Here are summary statistics for the estimated posterior for male speakers in polite contexts for the model with sum coding:
filter_cell_draws(fit_brms_politeness_sum, gender == 'M' & context == 'pol') %>%
summarise(
`|95%` = hdi(draws)[1],
mean = mean(draws),
`95%|` = hdi(draws)[2]
)
## # A tibble: 1 × 3
## `|95%` mean `95%|`
## <dbl> <dbl> <dbl>
## 1 87.6 136. 190.
This is nearly identical (modulo sampling variation) to the results we obtained above (repeated here) for the previous model with treatment coding:
filter_cell_draws(fit_brms_politeness, gender == 'M' & context == 'pol') %>%
summarise(
`|95%` = hdi(draws)[1],
mean = mean(draws),
`95%|` = hdi(draws)[2]
)
## # A tibble: 1 × 3
## `|95%` mean `95%|`
## <dbl> <dbl> <dbl>
## 1 86.6 133. 185.
For emphasis: If you fit a model with any prior structure on the
model coefficients other than uniform/uninformative priors, it is not
guaranteed that the results are the same for models with different
contrast coding schemes. For illustration, consider the sum-coded model
from before with a skeptical prior on coefficients gender:M
and context:pol
:
# skeptical prior on fixed effects
priors <- c(
prior(normal(0, 10), coef = `gender:M`),
prior(normal(0, 10), coef = `context:pol`)
)
# run brm as usual
fit_brms_politeness_sum_prior <- brm(formula = pitch ~ gender * context + (1 | subject + sentence),
data = politeness_sum,
prior = priors,
chains = 2,
iter = 500,
control = list(adapt_delta = 0.99),
cores = 2,
seed = 1234
)
The priors we have chosen here translate into a prior belief that there is likely no difference between a given factor level and the grand mean.
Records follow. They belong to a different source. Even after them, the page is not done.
PR #7538, opened 2019-03-05
Rec dnstap

omoerbeek:
### Short description

Whenever the recursor sends a query to an auth server (on a cache miss) generate a dnstap formatted message with the query and/or response and send that message using a frame stream connection to one or more framestream servers. 

Options are implemented to disable logging of queries and responses respectively and to set the various parameters of the framestream lib.

Note that typically no framestream lib will be avaialble. Work is being done to change that (although we might need to distribute the lib ourselves).

This code is only active if the configure option -with-dnstap is active.

### Checklist

I have:
- [X] compiled this code
- [X] tested this code
- [X] documented the code


pdns/dnstap.cc
```diff
@@ -2,7 +2,7 @@
 #include "gettime.hh"
 #include "dnstap.hh"
 
-DnstapMessage::DnstapMessage(const std::string& identity, const ComboAddress* requestor, const ComboAddress* responder, bool isTCP, const char* packet, const size_t len, const struct timespec* queryTime, const struct timespec* responseTime)
+DnstapMessage::DnstapMessage(const std::string& identity, const ComboAddress* requestor, const ComboAddress* responder, bool isTCP, const char* packet, const size_t len, const struct timespec* queryTime, const struct timespec* responseTime, bool recursor)
```
rgacogne: Perhaps a RecDnstapMessage would be better than a `recursor` boolean, as we do for protobuf?

pdns/fstrm_logger.cc
```diff
@@ -9,7 +9,8 @@
 
 #ifdef HAVE_FSTRM
 
-FrameStreamLogger::FrameStreamLogger(const int family, const std::string& address, bool connect): d_family(family), d_address(address)
+FrameStreamLogger::FrameStreamLogger(const int family, const std::string& address, bool connect,
+    const std::unordered_map<string,unsigned>& options): d_family(family), d_address(address)
```
rgacogne: I'm not very fond of passing a map of options to a constructor, I'd rather see setters if we have too many of them. Please feel free to disagree, though :)

pdns/pdns_recursor.cc
```diff
@@ -121,6 +121,11 @@ static thread_local std::shared_ptr<std::vector<std::unique_ptr<RemoteLogger>>>
 static thread_local uint64_t t_outgoingProtobufServersGeneration;
 #endif /* HAVE_PROTOBUF */
 
+#ifdef HAVE_FSTRM
+static thread_local std::shared_ptr<std::vector<std::unique_ptr<RemoteLoggerInterface>>> t_frameStreamServers{nullptr};
```
rgacogne: I'm not sure why you are not storing these as `FrameStreamLogger` instead of `RemoteLoggerInterface`?

pdns/recursordist/Makefile.am
```diff
@@ -368,6 +388,14 @@ pdns_recursor_SOURCES += \
 
 endif
 
+if FSTRM
+pdns_recursor_SOURCES += \
+	dnstap.cc dnstap.hh fstrm_logger.cc fstrm_logger.hh dolog.hh
```
rgacogne: I don't think we should use `dolog.hh` in the rec, perhaps we can do the same kind of ugly hack we currently have in `remote_logger.cc` with `#ifdef PDNS_CONFIG_ARGS` ?

pdns/dnstap.cc
omoerbeek: Yes. Will do.

pdns/fstrm_logger.cc
omoerbeek: The problem is that the `FrameStreamLogger` create the framestream connection on construct. Setters would be too late. Options:
* rework the FrameStreamLogger with a three step setup (construct; set setters; connect)
* use a settings object: `frameStreamSettings.setOption(x)....; FrameStreamLogger(... frameStreamSettings);`

pdns/pdns_recursor.cc
omoerbeek: The `FrameStreamLogger` class is not available if !HAVE_FRAMESTREAM. But I could make it a dummy object in that case if you think that is more clear.

pdns/fstrm_logger.cc
rgacogne: Ah, right, I missed that indeed! Let's keep it that way for now, then.

pdns/pdns_recursor.cc
rgacogne: Do you mean if `!HAVE_FSTRM`? But in that case this variable doesn't exist at all? Or am missing something?

pdns/recursordist/Makefile.am
pieterlexis: > `#ifdef PDNS_CONFIG_ARGS`

We have a `RECURSOR` variable as well

pdns/pdns_recursor.cc
omoerbeek: I mean !HAVE_FSTRM indeed. Sorry for the confusion. The actual problem is in `lwrec.c asyncresolve()`, there the type of the `fstrmLoggers` vector needs to be known.

rgacogne: Understood, thanks! I usually prefer a dummy object in that case rather than having to cast, yes, mostly because I find it easier to read afterwards, but that's only my personal preference :-)

pdns/recursordist/Makefile.am
omoerbeek: Will fix in upcoming commit (using RECURSOR)

pdns/pdns_recursor.cc
omoerbeek: Well, actually I might share that preference, I'll rework this.

pdns/recursordist/Makefile.am
```diff
@@ -390,7 +390,7 @@ endif
 
 if FSTRM
 pdns_recursor_SOURCES += \
-	dnstap.cc dnstap.hh fstrm_logger.cc fstrm_logger.hh
+	dnstap.cc dnstap.hh fstrm_logger.cc fstrm_logger.hh rec-dnstap.hh
```
pieterlexis: pretty sure this needs to go into `EXTRA_DIST` as well

regression-tests.recursor-dnssec/test_RecDnstap.py
```diff
@@ -0,0 +1,301 @@
...
+def checkDnstapQuery(testinstance, dnstap, protocol, query, initiator='127.0.0.1'):
+    testinstance.assertEquals(dnstap.message.type, dnstap_pb2.Message.RESOLVER_QUERY)
+    checkDnstapBase(testinstance, dnstap, protocol, initiator)
+
+    testinstance.assertTrue(dnstap.message.HasField('query_time_sec'))
+    testinstance.assertTrue(dnstap.message.HasField('query_time_nsec'))
+
+    testinstance.assertTrue(dnstap.message.HasField('query_message'))
+    wire_message = dns.message.from_wire(dnstap.message.query_message)
+    #testinstance.assertEqual(wire_message, query)
```
rgacogne: It wouldn't mind a comment explaining that we can't compare the outgoing query with the incoming one.

PR #7548, opened 2019-03-08
Eliminate the loop in SyncRes::getAddrs()

omoerbeek:
Makes the code much more readable.

### Checklist

I have:
- [X] compiled this code
- [X] tested this code
- [X] documented the code

### DIFF
--- a/pdns/syncres.cc
+++ b/pdns/syncres.cc
@@ -694,9 +694,9 @@ vector<ComboAddress> SyncRes::getAddrs(const DNSName &qname, unsigned int depth,
   res_t resv4;
   // If IPv4 ever becomes second class, we should revisit this
   if (doResolve(qname, QType::A, resv4, depth+1, beenthere, newState) == 0) {  // this consults cache, OR goes out
-    for (auto i = resv4.cbegin(); i != resv4.end(); ++i) {
-      if (i->d_type == QType::A) {
-        if (auto rec = getRR<ARecordContent>(*i)) {
+    for (auto const &i : resv4) {
+      if (i.d_type == QType::A) {
+        if (auto rec = getRR<ARecordContent>(i)) {
           ret.push_back(rec->getCA(53));
         }
       }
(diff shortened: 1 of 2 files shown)


pdns/syncres.cc
```diff
@@ -680,61 +680,54 @@ struct speedOrderCA
...
-	      }
-	    }
-	  }
-	}
+  }
+  if (s_doIPv6) {
+    if (ret.empty()) {
+      // We did not find IPv4 addresses, try to get IPv6 ones
+      vState newState = Indeterminate;
+      res_t res;
```
rgacogne: The two declarations above shadow existing variables, we should avoid that whenever possible.

pdns/syncres.cc
```diff
@@ -680,61 +680,54 @@ struct speedOrderCA
...
-	  if(auto rec = getRR<ARecordContent>(*i))
-	    ret.push_back(rec->getCA(53));
-	  else if(auto aaaarec = getRR<AAAARecordContent>(*i))
-	    ret.push_back(aaaarec->getCA(53));
-          done=true;
+  vState newState = Indeterminate;
+  res_t res;
+  // If IPv4 ever becomes second class, we should revisit this
+  if (doResolve(qname, QType::A, res, depth+1, beenthere, newState) == 0) {  // this consults cache, OR goes out
+    for (res_t::const_iterator i = res.begin(); i != res.end(); ++i) {
```
rgacogne: Just a nit but it looks like a C++11-style loop would be easier to read.

pdns/syncres.cc
omoerbeek: Agreed, will fix.

pdns/syncres.cc
omoerbeek: Right, will do.

pdns/syncres.cc
```diff
@@ -680,61 +680,54 @@ struct speedOrderCA
...
-	  if(auto rec = getRR<ARecordContent>(*i))
-	    ret.push_back(rec->getCA(53));
-	  else if(auto aaaarec = getRR<AAAARecordContent>(*i))
-	    ret.push_back(aaaarec->getCA(53));
-          done=true;
+  vState newState = Indeterminate;
+  res_t resv4;
+  // If IPv4 ever becomes second class, we should revisit this
+  if (doResolve(qname, QType::A, resv4, depth+1, beenthere, newState) == 0) {  // this consults cache, OR goes out
+    for (auto i = resv4.cbegin(); i != resv4.end(); ++i) {
```
```suggestion
    for (const auto& i : resv4) {
```

Note that `i` becomes a const reference to the actual type, and not an iterator anymore so it implies editing a bit more code than just that line.

PR #7550, opened 2019-03-08
auth web: make max request/response body size configurable

Habbie:
### Short description
Because some people have big zones.

Bumping the buffer size from 1024 to 16000 changes the read time for a 4 megabyte request from 2 minutes to around 10 seconds.

### Checklist

I have:
- [x] compiled this code
- [x] tested this code
- [ ] documented the code

### DIFF
--- a/pdns/recursordist/docs/settings.rst
+++ b/pdns/recursordist/docs/settings.rst
@@ -1725,17 +1725,6 @@ The value between the hooks is a UUID that is generated for each request. This c
 .. note::
   The webserver logs these line on the NOTICE level. The :ref:`settings-loglevel` seting must be 5 or higher for these lines to end up in the log.
 
-.. _setting-webserver-max-bodysize:
-
-``webserver-max-bodysize``
---------------------------
-.. versionadded:: 4.2.0
-
--  Integer
--  Default: 2
-
-Maximum request/response body size in megabytes.
-
 .. _setting-webserver-password:
 
 ``webserver-password``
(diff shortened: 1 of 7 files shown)


pdns/webserver.cc
```diff
@@ -281,13 +281,14 @@ try {
...
   yarl.initialize(&req);
+  req.max_request_size=d_maxbodysize;
   int timeout = 5;
   client->setNonBlocking();
 
   try {
     while(!req.complete) {
       int bytes;
-      char buf[1024];
+      char buf[16000];
```
rgacogne: I wonder if we should make this configurable (and in that case perhaps move it to the heap?). This should be fine on most OS, though.

pdns/recursordist/docs/settings.rst
```diff
@@ -1523,6 +1523,15 @@ IP address for the webserver to listen on.
 
 These subnets are allowed to access the webserver.
 
+.. _setting-webserver-max-bodysize:
+
+``webserver-max-bodysize``
+--------------------------
+-  Integer
```
```suggestion
.. versionadded:: 4.2.0

-  Integer
```

Habbie: Oh yes, sorry. Will hold off on this a bit in case we also backport.

zeha:
Maybe default to 20MB?

Habbie:
Rebased without changes.

Habbie:
> Maybe default to 20MB?

As long as auth happens after receiving the whole request, I'm more comfortable with a smaller limit.

pdns/webserver.cc
Habbie: At 16000 my impression is that actual processing of the request will be a way bigger part of execution time anyway, so I'm not sure we need yet another config option.

pdns/recursordist/docs/settings.rst
Habbie: committed

PR #7526, opened 2019-02-27
 dnsdist: Refactoring to merge the UDP and TCP paths

rgacogne:
### Short description

This PR refactors the handling of queries and responses a bit so that the existing code for the UDP and TCP paths can be merged into one. This reduces code duplication and will make it easier to add another processing path in the future, like DoH or a more scalable TCP/DoT stack.
It also removes a bit of code duplication in the rules, and create empty objects for the DNSCrypt-related classes when support is disabled, so that we can mostly ignore whether it's enabled in most parts of the code.

### Checklist

I have:
- [x] read the [CONTRIBUTING.md](https://github.com/PowerDNS/pdns/blob/master/CONTRIBUTING.md) document
- [x] compiled this code
- [x] tested this code
- [ ] included documentation (including possible behaviour changes)
- [x] documented the code
- [x] added or modified regression test(s)
- [x] added or modified unit test(s)

PR #7559, opened 2019-03-11
dnsdist: Refactoring of the TCP stack

### LINKED ISSUE #4814: dnsdist TCP stack needs improving
- Program: dnsdist 
 - Issue type: Bug report

### Description
The current dnsdist TCP stack has some weaknesses particularly when it is used in front of recursors. Due to the way dnsdist handles distributing queries over its tcp threads it can cause a "jam" of (very) slow queries on a certain thread. When it then assigns a "normal" query to this thread this query might timeout. Another case is that the queue for a certain thread can fill up the entire global TCP queue while the other thread still have plenty of time for processing queries causing queries to get dropped since the queue is "full".

These effects can be mitigated by spawning *alot* of tcp threads or setting the tcp recv timeouts on the server very low, but neither solution is very desirable.

### Environment
 - Operating system: Any 
 - Software version: 1.0.0, 1.1.0-beta2, git (probably)

### Steps to reproduce
The easiest way to reproduce is to fire a bunch of known slow queries at dnsdist. dnsdist will then stop responding properly to normal queries as well or at least encountering failures at random (although I managed to temporarily break it completely with about 1 query every 2 seconds in my case).

rgacogne:
### Short description

This PR completely changes the way dnsdist handles TCP connections, moving to an event-based mode that allows a single thread to handle a large number of connections, instead of only one. It makes DNS over TCP and DNS over TLS much more scalable.
This needs a very serious review, lots of testing, including weird corner-cases like TCP Fast Open, etc.. 
The documentation needs to be updated, and probably the way we handle the number of TCP threads to start.

Based on #7526. Hopefully fixes #4814.

IMHO merging this PR calls for the move to the 1.4.x branch at least, perhaps 2.0.x.

### Checklist

I have:
- [x] compiled this code
- [x] tested this code
- [ ] documented the code

### DIFF
--- a/pdns/dnsdist-tcp.cc
+++ b/pdns/dnsdist-tcp.cc
@@ -302,7 +302,7 @@ IOState tryRead(int fd, std::vector<uint8_t>& buffer, size_t& pos, size_t toRead
   return IOState::Done;
 }
 
-std::shared_ptr<TCPClientCollection> g_tcpclientthreads;
+std::unique_ptr<TCPClientCollection> g_tcpclientthreads;
 
 class TCPClientThreadData
 {
--- a/pdns/dnsdist-tcp.cc
+++ b/pdns/dnsdist-tcp.cc
@@ -880,12 +880,15 @@ static void handleDownstreamIOCallback(int fd, FDMultiplexer::funcparam_t& param
        Let's just drop the connection
     */
     vinfolog("Got an exception while handling (%s backend) TCP query from %s: %s", (state->d_lastIOState == IOState::NeedRead ? "reading from" : "writing to"), state->d_ci.remote.toStringWithPort(), e.what());
-    /* remove this FD from the IO multiplexer */
-    ++state->d_downstreamFailures;
+    /* don't increase this counter when reusing connections */
+    if (state->d_freshDownstreamConnection) {
+      ++state->d_downstreamFailures;
+    }
     if (state->d_outstanding && state->d_ds != nullptr) {
       --state->d_ds->outstanding;
       state->d_outstanding = false;
     }
+    /* remove this FD from the IO multiplexer */
     iostate = IOState::Done;
     connectionDied = true;
   }
--- a/pdns/dnsdist-tcp.cc
+++ b/pdns/dnsdist-tcp.cc
@@ -332,7 +332,7 @@ static void handleDownstreamIOCallback(int fd, FDMultiplexer::funcparam_t& param
 class IncomingTCPConnectionState
 {
 public:
-  IncomingTCPConnectionState(ConnectionInfo&& ci, TCPClientThreadData& threadData, time_t now): d_buffer(4096), d_responseBuffer(4096), d_threadData(threadData), d_ci(std::move(ci)), d_handler(d_ci.fd, g_tcpRecvTimeout, d_ci.cs->tlsFrontend ? d_ci.cs->tlsFrontend->getContext() : nullptr, now), d_connectionStartTime(now)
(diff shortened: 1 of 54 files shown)


rgacogne:
Rebased to fix a conflict.

pdns/dnsdist-tcp.cc
```diff
@@ -201,544 +260,863 @@ void TCPClientCollection::addTCPClientThread()
...
+      return;
+    }
+    throw std::runtime_error("Error while reading from the TCP acceptor pipe (" + std::to_string(pipefd) + ") in " + std::string(isNonBlocking(pipefd) ? "non-blocking" : "blocking") + " mde:" + strerror(errno));
+  }
+  else if (got != sizeof(citmp)) {
+    throw std::runtime_error("Partial read while reading from the TCP acceptor pipe (" + std::to_string(pipefd) + ") in " + std::string(isNonBlocking(pipefd) ? "non-blocking" : "blocking") + " mode");
+  }
+
+  g_tcpclientthreads->decrementQueuedCount();
+  auto ci = std::move(*citmp);
```
chbruyand: I was wondering if we could get rid of `ci` and just construct `state` directly by moving `citmp`'s content

pdns/dnsdist-tcp.cc
```diff
@@ -201,544 +260,863 @@ void TCPClientCollection::addTCPClientThread()
...
+
+  setThreadName("dnsdist/tcpClie");
+
+  TCPClientThreadData data;
+
+  data.mplexer->addReadFD(pipefd, handleIncomingTCPQuery, &data);
+  time_t lastTCPCleanup = time(nullptr);
+  time_t lastTimeoutScan = time(nullptr);
+  struct timeval now;
+  gettimeofday(&now, 0);
```
chbruyand: Maybe we can just init `lastTCPCleanup` and `lastTimeoutScan` with `now.tv_sec`

pdns/tcpiohandler.hh
```diff
@@ -176,6 +193,77 @@ public:
...
     }
   }
+
+  /* Tries to read exactly toRead bytes into the buffer, starting at position pos.
+     Updates pos everytime a successful read occurs,
+     throws an std::runtime_error in case of IO error,
+     return Done when toRead bytes have been read, needRead or needWrite if the IO operation
+     would block.
+  */
+  IOState tryRead(std::vector<uint8_t>& buffer, size_t& pos, size_t toRead)
```
chbruyand: Wow, looks like the same code as in `dnsdist-tcp.cc`

pdns/dnsdist-tcp.cc
```diff
@@ -201,544 +260,863 @@ void TCPClientCollection::addTCPClientThread()
...
+}
+
+static void handleNewIOState(std::shared_ptr<IncomingTCPConnectionState>& state, IOState iostate, const int fd, FDMultiplexer::callbackfunc_t callback, boost::optional<struct timeval> ttd)
+{
+  //cerr<<"in "<<__func__<<" for fd "<<fd<<", last state was "<<(int)state->d_lastIOState<<", new state is "<<(int)iostate<<endl;
+
+  if (state->d_lastIOState == IOState::NeedRead && iostate != IOState::NeedRead) {
+    state->d_threadData.mplexer->removeReadFD(fd);
+    //cerr<<__func__<<": remove read FD "<<fd<<endl;
+    state->d_lastIOState = IOState::Done;
```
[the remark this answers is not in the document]
rgacogne: But if the next state (`iostate`) is `NeedWrite` we need to ask the multiplexer to let us know when the FD is writable, right?

pdns/tcpiohandler.hh
rgacogne: Yes :-) That's why the one in `dnsdist-tcp.cc` has this comment:

> // XXX could probably be implemented as a TCPIOHandler

but I haven't looked into it yet. It would be nice but it can wait a bit.

pdns/dnsdist-tcp.cc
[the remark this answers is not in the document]
chbruyand: Indeed, got it.

rgacogne:
Just pushed a few commits, the only important one being 705cf3caf8544fe681567fc5501114a3ace7385d that fixes a nice bug with DoT, uncovered while testing with https://github.com/DNS-OARC/flamethrower

rgacogne:
Rebased to fix conflicts.

PR #7569, opened 2019-03-12
Improve error reporting with garbage in the 'master' field of the database

pieterlexis:
### Short description
This improves the error reporting when running in `slave` mode, as well as via `pdnsutil` and the API.

Before, we should silently ignore slave zones with broken IPs in 'master'. Now we report on this:

```
Mar 12 16:25:55 Could not parse master address (foo) for zone 'example.com': Unable to convert presentation address 'foo'
Mar 12 16:25:55 No masters for slave zone 'example.com' found in the database
Mar 12 16:25:55 No new unfresh slave domains, 0 queued for AXFR already, 0 in progress
```

```
$ pdnsutil check-zone example.com
[Error] non-IP address for masters: Unable to convert presentation address 'foo'
[Error] No SOA record present, or active, in zone 'example.com'
Checked 0 records of 'example.com', 2 errors, 0 warnings.
```

### Checklist

I have:
- [x] compiled this code
- [x] tested this code
- [ ] documented the code

### DIFF
--- a/pdns/backends/gsql/gsqlbackend.cc
+++ b/pdns/backends/gsql/gsqlbackend.cc
@@ -339,12 +339,16 @@ void GSQLBackend::getUnfreshSlaveInfos(vector<DomainInfo> *unfreshDomains)
 
   vector<DomainInfo> allSlaves;
 
+  bool loggedAssertRowColumns = false;
   for(const auto& row : d_result) { // id,name,master,last_check
     DomainInfo sd;
     try {
       ASSERT_ROW_COLUMNS("info-all-slaves-query", row, 4);
     } catch(const PDNSException &e) {
-      g_log<<Logger::Warning<<e.reason<<endl;
+      if (!loggedAssertRowColumns) {
+        g_log<<Logger::Warning<<e.reason<<endl;
+      }
+      loggedAssertRowColumns = true;
       continue;
     }
 
--- a/pdns/backends/gsql/gsqlbackend.cc
+++ b/pdns/backends/gsql/gsqlbackend.cc
@@ -1304,8 +1304,13 @@ void GSQLBackend::getAllDomains(vector<DomainInfo> *domains, bool include_disabl
       if (!row[4].empty()) {
         vector<string> masters;
         stringtok(masters, row[4], " ,\t");
-        for(const auto& m : masters)
-          di.masters.emplace_back(m, 53);
+        for(const auto& m : masters) {
+          try {
+            di.masters.emplace_back(m, 53);
+          } catch(const PDNSException &e) {
+            throw PDNSException("Could not parse master address (" + m + ") for zone '" + di.zone.toLogString() + "': " + e.reason);
+          }
+        }
       }
 
       SOAData sd;
--- a/pdns/backends/gsql/gsqlbackend.cc
+++ b/pdns/backends/gsql/gsqlbackend.cc
@@ -1312,7 +1312,7 @@ void GSQLBackend::getAllDomains(vector<DomainInfo> *domains, bool include_disabl
           try {
             di.masters.emplace_back(m, 53);
           } catch(const PDNSException &e) {
-            throw PDNSException("Could not parse master address (" + m + ") for zone '" + di.zone.toLogString() + "': " + e.reason);
+            g_log<<Logger::Warning<<"Could not parse master address ("<<m<<") for zone '"<<di.zone<<"': "<<e.reason;
           }
         }
       }
--- a/pdns/backends/gsql/gsqlbackend.cc
+++ b/pdns/backends/gsql/gsqlbackend.cc
@@ -341,23 +341,51 @@ void GSQLBackend::getUnfreshSlaveInfos(vector<DomainInfo> *unfreshDomains)
 
   for(const auto& row : d_result) { // id,name,master,last_check
     DomainInfo sd;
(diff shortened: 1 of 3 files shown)


pdns/backends/gsql/gsqlbackend.cc
```diff
@@ -341,23 +341,50 @@ void GSQLBackend::getUnfreshSlaveInfos(vector<DomainInfo> *unfreshDomains)
 
   for(const auto& row : d_result) { // id,name,master,last_check
     DomainInfo sd;
-    ASSERT_ROW_COLUMNS("info-all-slaves-query", row, 4);
+    try {
+      ASSERT_ROW_COLUMNS("info-all-slaves-query", row, 4);
```
mind04: Why is this assert changed in a non fatal, very verbose one?

pdns/backends/gsql/gsqlbackend.cc
```diff
@@ -341,23 +341,50 @@ void GSQLBackend::getUnfreshSlaveInfos(vector<DomainInfo> *unfreshDomains)
...
+    } catch(const PDNSException &e) {
+      g_log<<Logger::Warning<<e.reason<<endl;
+      continue;
+    }
+
+    try {
+      sd.zone = DNSName(row[1]);
+    } catch(const PDNSException &e) {
```
mind04: DNSName is not throwing PDNSException

pdns/backends/gsql/gsqlbackend.cc
```diff
@@ -1265,12 +1292,24 @@ void GSQLBackend::getAllDomains(vector<DomainInfo> *domains, bool include_disabl
       } catch (...) {
         continue;
       }
+
+      if (pdns_iequals(row[3], "MASTER"))
+        di.kind = DomainInfo::Master;
+      else if (pdns_iequals(row[3], "SLAVE"))
+        di.kind = DomainInfo::Slave;
+      else
+        di.kind = DomainInfo::Native;
```
mind04: Please add some logging if the type is not equal to 'NATIVE'

pdns/backends/gsql/gsqlbackend.cc
```diff
@@ -1265,12 +1292,24 @@ void GSQLBackend::getAllDomains(vector<DomainInfo> *domains, bool include_disabl
...
       if (!row[4].empty()) {
         vector<string> masters;
         stringtok(masters, row[4], " ,\t");
-        for(const auto& m : masters)
-          di.masters.emplace_back(m, 53);
+        for(const auto& m : masters) {
+          try {
+            di.masters.emplace_back(m, 53);
+          } catch(const PDNSException &e) {
+            throw PDNSException("Could not parse master address (" + m + ") for zone '" + di.zone.toLogString() + "': " + e.reason);
```
mind04: I'm prety sure this throw will lead to new issues since a single broken master ip will terminate getAllDomans(). 
For example "pdnsutil rectify-all-zones" in a cron, will stop working if there is one broken master ip in your database.

pdns/backends/gsql/gsqlbackend.cc
pieterlexis: before, this would lead to the whole `getUnfreshSlaveInfos` failing. _in theory_ other could be good still.

pdns/backends/gsql/gsqlbackend.cc
pieterlexis: `rectify-all-zones` works, but `list-all-zones` and `check-all-zones` break indeed. Not throwing will make `pdnsutil` swallow the exception (but `check-all-zones` will report it). Fixed

pdns/backends/gsql/gsqlbackend.cc
mind04: In my opinion this is not the right place to fix this. Catch the exception and add some logging in getUnfreshSlaveInfos() is a better approach. When this assert is triggered it is likely for all rows in the result.
With a million domains this will result in a million lines of logging for every slave freshness check.

pieterlexis: I'll make sure it logs only once but keep the current semantics of "keep trying all other domains regardless"

pdns/backends/gsql/gsqlbackend.cc
```diff
@@ -339,25 +339,56 @@ void GSQLBackend::getUnfreshSlaveInfos(vector<DomainInfo> *unfreshDomains)
...
+    } catch(const std::runtime_error &e) {
+      g_log<<Logger::Warning<<"Domain name '"<<row[1]<<"' is not a valid DNS name: "<<e.what()<<endl;
+      continue;
+    }
+
     try {
       sd.id=pdns_stou(row[0]);
-      sd.zone= DNSName(row[1]);
+    } catch (const std::exception &e) {
+      g_log<<Logger::Warning<<"Could not convert id ("<<row[0]<<") for domain '"<<sd.zone<<"' into an integer: "<<e.what()<<endl;
```
zeha: missing continue; here?

pdns/backends/gsql/gsqlbackend.cc
zeha: now it will always log this even if the db already says "NATIVE"?

pdns/backends/gsql/gsqlbackend.cc
pieterlexis: yes....

PR #7571, opened 2019-03-13
rec: Add a distribution-pipe-buffer-size setting

rgacogne:
### Short description

Allows setting the size in bytes of the internal buffer of the pipe used by the distributor to pass incoming queries to a worker thread.
Requires support for `F_SETPIPE_SZ` which is present in Linux since 2.6.35. The actual size might be rounded up to a multiple of a page size. 0 means that the OS default size is used.
A large buffer might allow the recursor to deal with very short-lived load spikes during which a worker thread gets overloaded, but it will be at the cost of an increased latency.

### Checklist

I have:
- [x] compiled this code
- [x] tested this code
- [ ] documented the code

### DIFF
--- a/pdns/misc.cc
+++ b/pdns/misc.cc
@@ -1485,3 +1485,36 @@ std::vector<ComboAddress> getResolvers(const std::string& resolvConfPath)
 
   return results;
 }
+
+size_t getPipeBufferSize(int fd)
+{
+#ifdef F_GETPIPE_SZ
+  int res = fcntl(fd, F_GETPIPE_SZ);
+  if (res == -1) {
+    return 0;
+  }
+  return res;
+#else
+  errno = ENOSYS;
+  return 0;
+#endif /* F_GETPIPE_SZ */
+}
+
+bool setPipeBufferSize(int fd, size_t size)
+{
+#ifdef F_SETPIPE_SZ
+  if (size > std::numeric_limits<int>::max()) {
+    errno = EINVAL;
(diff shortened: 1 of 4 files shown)


rgacogne:
Rebased to fix a conflict.

rgacogne:
Rebased to fix a conflict.

pdns/misc.cc
```diff
@@ -1485,3 +1485,36 @@ std::vector<ComboAddress> getResolvers(const std::string& resolvConfPath)
...
+    return 0;
+  }
+  return res;
+#else
+  errno = ENOSYS;
+  return 0;
+#endif /* F_GETPIPE_SZ */
+}
+
+bool setPipeBufferSize(int fd, size_t size)
```
omoerbeek: Why a `size_t` ? 
`argsvMap.asNum()` returns an `int`, and the `fcntl` takes an `int` as well.

rgacogne: I used a `size_t` because a negative value makes no sense here. `asNum()` and `fcntl()` are generic interfaces, but IMHO that does not mean we can't use a more correct type.

omoerbeek: I'm happy with the unsigned part of size_t, but negative numbers will be converted to very large values by the int to size_t conversion. We probably need an asSize() or similar that rejects negative values.

rgacogne: That would be awesome, yes!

Since the data set is relatively small, the priors have a strong influence on the resulting posterior estimates:
filter_cell_draws(fit_brms_politeness_sum_prior, gender == 'M' & context == 'pol') %>%
summarise(
`|95%` = HDInterval::hdi(draws)[1],
mean = mean(draws),
`95%|` = HDInterval::hdi(draws)[2]
)
## # A tibble: 1 × 3
## `|95%` mean `95%|`
## <dbl> <dbl> <dbl>
## 1 127. 184. 249.
As expected, the posterior estimate for male speakers in polite contexts strongly deviates from the estimate for the same factor level under the dummy-coded model from before. In fact, the estimate is now much closer to the grand mean (which makes sense given the way we informed the model).
References
Bürkner P.-C. (2017). brms: An R Package for Bayesian Multilevel Models Using Stan. Journal of Statistical Software, 80(1), 1-28. https://doi.org/10.18637/jss.v080.i01.
Bürkner P.-C., Gabry J., Kay M., Vehtari A. (2022). posterior: Tools for Working with Posterior Distributions. https://mc-stan.org/posterior/.
Wickham H., François R., Henry L., Müller K. (2022). dplyr: A Grammar of Data Manipulation. https://CRAN.R-project.org/package=dplyr.
Winter B., Grawunder S. (2012). The Phonetic Profile of Korean Formality. Journal of Phonetics, 40, 808-15.